> [EXERCISE BRIEF]:
Filter the records for "create" and keep each line that has it.

Records from a data source

PR #457, opened 2022-04-19
Update optout line with new changes

erikh360:
Sorry about the size

### DIFF
--- a/go-app-ussd_optout_rapidpro.js
+++ b/go-app-ussd_optout_rapidpro.js
@@ -167,8 +167,8 @@ go.app = function() {
                     // Delegate to the correct state depending on group membership
                     var contact = self.im.user.get_answer("contact");
                     if(self.contact_in_group(contact, _.concat(self.im.config.public_group_ids, self.im.config.clinic_group_ids))){
-                        return self.states.create("state_opt_out");
-                    } else if(self.contact_in_group(contact, self.im.config.optout_group_ids && _.get(contact, "fields.optout_reason") === "")) {
+                        return self.states.create("state_optout_menu");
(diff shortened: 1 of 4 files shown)


DevChima:
I didn't compare with the miro board but code looks fine.

go-app-ussd_optout_rapidpro.js
```diff
@@ -334,32 +344,33 @@ go.app = function() {
...
             return self.rapidpro.start_flow(self.im.config.flow_uuid, null, "whatsapp:" + _.trim(msisdn, "+"), {
-                babyloss_subscription:
-                    self.im.user.get_answer("state_loss_optout") === "yes" ? "TRUE" : "FALSE",
-                delete_info_for_babyloss:
-                    self.im.user.get_answer("state_delete_info_for_loss") === "yes" ? "TRUE" : "FALSE",
-                delete_info_consent:
-                        self.im.user.get_answer("state_delete_research_info") === "yes" ? "TRUE" : "FALSE",
+                babyloss_subscription: loss,
+                delete_info_for_babyloss: forget ? "TRUE" : "FALSE",
+                delete_info_consent: forget ? "TRUE" : "FALSE",
```
rudigiesler: Having `forget` be boolean and `loss` be text can be a bit confusing. If we make them the same (either both TRUE/FALSE or both boolean), then I think that removes that confusion, and can probably avoid making a mistake with the type.

rudigiesler (approved):

go-app-ussd_optout_rapidpro.js
erikh360: good point, thanks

> [SOLUTION TO THIS TASK]:
-                        return self.states.create("state_opt_out");
+                        return self.states.create("state_optout_menu");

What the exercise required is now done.